• _Work task_
Your response should consist of every line below, reproduced without alteration.
────────
PR #773, opened 2021-11-20
support fetch_all

### LINKED ISSUE #772: support fetching all remotes heads
`git_remote_fetch` supports passing NULL for the specs array: https://libgit2.org/libgit2/#HEAD/group/remote/git_remote_fetch

we currently do not support that.

extrawurst:
closes #772

### DIFF
--- a/src/remote.rs
+++ b/src/remote.rs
────────
• _Written response_
PR #773, opened 2021-11-20
support fetch_all

### LINKED ISSUE #772: support fetching all remotes heads
`git_remote_fetch` supports passing NULL for the specs array: https://libgit2.org/libgit2/#HEAD/group/remote/git_remote_fetch

we currently do not support that.

extrawurst:
closes #772

### DIFF
--- a/src/remote.rs
+++ b/src/remote.rs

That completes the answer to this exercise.